Upgrade from 2.1.5 to 2.2 fails on Alix2d2 Board



  • After doing either an upgrade from 2.1.5 to 2.2 via Auto update or manual update the appliance reboots but the stops at:

    (aprobe0:ata0:0:1:0): ATA_IDENTIFY. ACB: ec 00 00 00 00 40 00 00 00 00 00 00
    (aprobe0:ata0:0:1:0): CAM status: Command timeout
    (aprobe0:ata0:0:1:0): Error 5, Retries exhausted

    Any ideas on how to remedy this? At the console I have to reboot to the 2.1.5 version to boot.


  • Netgate Administrator

    Which install type? What are you booting from?
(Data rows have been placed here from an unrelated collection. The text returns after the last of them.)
PR #1300, opened 2023-10-23
Windows: add windows service

KangLin:
- Add windows service interface

PR #1301, opened 2023-10-24
Refactor: Refactor the mainrelay.c

KangLin:
Refactor the mainrelay.c for add windows service.
See #1300

- Replace exit() with an elegant way
- Add free resource when the program exit

### DIFF
--- a/src/apps/relay/mainrelay.c
+++ b/src/apps/relay/mainrelay.c
@@ -2854,7 +2854,7 @@ static void set_network_engine(void) {
 #endif /* defined(SO_REUSEPORT) */
 }
 
-static void drop_privileges(void) {
+static int drop_privileges(void) {
 #if defined(WINDOWS)
   // TODO: implement it!!!
 #else
@@ -2863,7 +2863,7 @@ static void drop_privileges(void) {
     if (getgid() != procgroupid) {
       if (setgid(procgroupid) != 0) {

    Maybe related to this:
    https://doc.pfsense.org/index.php/DMA_and_LBA_Errors#Other_Errors

    Steve



  • It's a nanobsd upgrade on a compact flash card. It could be related to the above however the 2.1.5 version boots without this problem or any related errors



  • pfSense 2.1.5 is on top of FreeBSD 8.3
    pfSense 2.2 is on top of FreeBSD 10.1

    The possible disk issues in the link were introduced in about FreeBSD 9.2

    So yes, some hardware might run pfSense 2.1.5 fine, but have a problem with pfSense 2.2 because of this change/regression in FreeBSD.


  • Netgate Administrator

    So I just updated my home box, which is running 32bit Nano, and failed to reboot with a similar error:

    (ada0:ata0:0:0:0): READ_DMA. ACB: c8 00 6e 7e 77 40 00 00 00 00 01 00
    (ada0:ata0:0:0:0): CAM status: Command timeout
    (ada0:ata0:0:0:0): Error 5, Retries exhausted
    ata0: DMA limited to UDMA33, controller found non-ATA66 cable
    

    Edit: Actually could be completely unrelated!
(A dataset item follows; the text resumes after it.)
PR #1315, opened 2023-11-13
CMake: find prometheus(fix #1304)

### LINKED ISSUE #1304: CMake Build doesn't detect Prometheus
I've noticed that the CMake build doesn't seem to detect Prometheus libraries, although configure can.

It seems like a script to find it would be needed based on the output from the CMake github automation: https://github.com/coturn/coturn/actions/runs/6622872744/job/17989011141#step:5:106  (note that the github automation does install prometheus, so it would be expected to find it)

    The box I have, like the Alix, cannot boot if DMA is enabled and it looks like it might be. The meathod of disabling DMA changed in 2.2. It's in the upgrade guide which of course I only skimmed through!  ::)
    https://doc.pfsense.org/index.php/Upgrade_Guide#Disk_Driver_Changes

    Try interrupting the boot and entering that hint or adding it to /loader.conf.local so it will be copied across if you update again.
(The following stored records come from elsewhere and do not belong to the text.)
PR #1319, opened 2023-11-17
Fix: Return correct error code for `create_relay_connection` in case of `RESERVATION-TOKEN` failure

### LINKED ISSUE #1266: `create_relay_connection` doesn't seem to return correct error code for `RESERVATION-TOKEN` failure
As per RFC 5766, [section 6.2](https://www.rfc-editor.org/rfc/rfc5766#section-6.2) point no. 5,
```
5.  The server checks if the request contains a RESERVATION-TOKEN
       attribute.  If yes, and the request also contains an EVEN-PORT
       attribute, then the server rejects the request with a 400 (Bad
       Request) error.  Otherwise, it checks to see if the token is
       valid (i.e., the token is in range and has not expired and the
       corresponding relayed transport address is still available).  If
       the token is not valid for some reason, the server rejects the
       request with a 508 (Insufficient Capacity) error.
```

    I have several identical boxes running 2.2 (RC) without any issue so but all fresh installs.

    Steve


  • Rebel Alliance Developer Netgate

    We have tested quite a bit on ALIX 2D3 and 2D13 units but it's probable that the 2d2 board and/or BIOS are quirky in some other way.

    Disabling DMA would be the first step, then maybe write caching. The sysctl knobs changed for both.


  • Netgate Administrator

    I assumed that upgrading a 32-Nano (non-VGA) to 2.2 would carry the disabled DMA with it. Is that not the case?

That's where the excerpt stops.